I was reading the Python Regular Expression HOWTO this morning. I came across what is called ”Named groups”. I didn’t know Python’s re module (the regular expression engine) supported named groups. In regular expressions, if a part of the string that is matched against a pattern is desired to be extracted, then the part of the pattern that matches that substring is enclosed within the special metacharacters: “(“ and “)”. A pattern covered with these metacharacters is called a group. The name comes from the semantic nature of parenthesis to group together smaller expressions in mathematics.

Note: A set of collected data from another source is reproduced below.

PR #1629, opened 2017-05-04
Coatl Aerospace ProbesPlus v0.15RC

PhineasFreak:
### **Change log:**

**General:**

* Add RO support for all the new ProbesPlus parts.
* Lower the maximum temperatures of some parts.
* Adjust the fuel cross feeding rules of some parts.
* Adjust the crash tolerances and breaking forces of some parts.

**Antenna parts:**

* Add CommNet system support to all antenna parts (not dependent on Remote Tech anymore).
* Increase the power consumption of the Pioneer omnidirectional antenna.
* Repurpose the small folding dish antenna to be the Mariner Mars HGA (as it should be in the first place).
* Small tweaks to all generic antenna parts to better fit with each other.

**Command parts:**

* Remove the upgrades from the SAS modules.
* Patch the Voyager and Pioneer command modules to not have hibernation enabled.
* Fix the RT patches (were missing some NEEDS checks).
* Tweak the inert mass of the Voyager probe core to account for the auxiliary scientific and structural parts.

**Control parts:**

* Remove the upgrades from the reaction wheel modules.

**Electrical parts:**

* Revamp the battery stats. They had too small of a capacity (compared to both other batteries and real life battery packs).

**Propulsion parts:**

* Add back the gimbal module to the generic 0.5 kN thruster (**Note 1**).
* Remove the engine module configs from the R-40 engine (now has it's own global engine config).
* Fix the typos on the gimbal module of the Fregat-M upper stage.
* Lower the utilization of the generic propellant tanks (might need further tweaking).

**Science parts:**

* Remove the upgrades from the scientific instruments.
* Fix the scaling of the Voyager Science Boom (was smaller than normal).

**Utility parts:**

* Repurpose the "Quetzal" service module to be an extra spacecraft bus (**LM900**).

### **Notes:**

**Note 1:** There is a missing closing bracket on the base part module that causes MM to fail to patch the part correctly. I have informed **raveloda** about it and it will be fixed in the next version of ProbesPlus (https://github.com/raveloda/Coatl-Aerospace/issues/56).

In Perl, if one wants to extract the user and domain parts from a standardised e-mail address (I am not considering exceptions here), one could use the following RE:
my $email = ‘firstname.lastname@example.org’;
my ($user, $domain) = $email =~ m/([\w+.]+)@([\w+.]+)/;
That was a simple RE. There were only two groups to match. If there are more groups, they can be accessed using Perl’s special $1, $2, and so on variables which automatically contain the substrings matched by the grouped part of RE. One has to keep track of the numbers, plus, with REs exhibiting the naughty habit of getting pretty dirty real fast, it can go wrong in all sorts of ways. I can safely say I have been burned by that before: REs having more than ten groups, and I ending up getting confused by the group numbering. I am not sure if Perl has a cleaner workaround for this. I haven’t looked.
Enter the world of the re module in Python. The re module is fascinating and fun to work with. Why? You’ll know when you’ll use it yourself: There are just too many good points to list down and too less space to do that in. I will, however, put light on one of the features of the re module that provides a convenient solution to the problem identified in the above paragraph (and it also happens to be the theme of this post, so I’d make no sense if I didn’t talk about it).
You already know what groups are, and you know that groups are accessed via numbers (remember $1, $2?). What has Python’s re module got that makes it so fascinating with respect to this particular problem? Named Groups. Yes. Named Groups: groups that can be accessed via names as well. Confusing, eh? A quick example will clear it all up.
pattern = re.compile(r'(?P<user>[\w+.]+)@(?P<domain>[\w+.]+)')
address = pattern.search('email@example.com')
user, domain = (address.group(‘user’), address.group(‘domain’))
Isn’t that simply convenient, intuitive, and beautiful?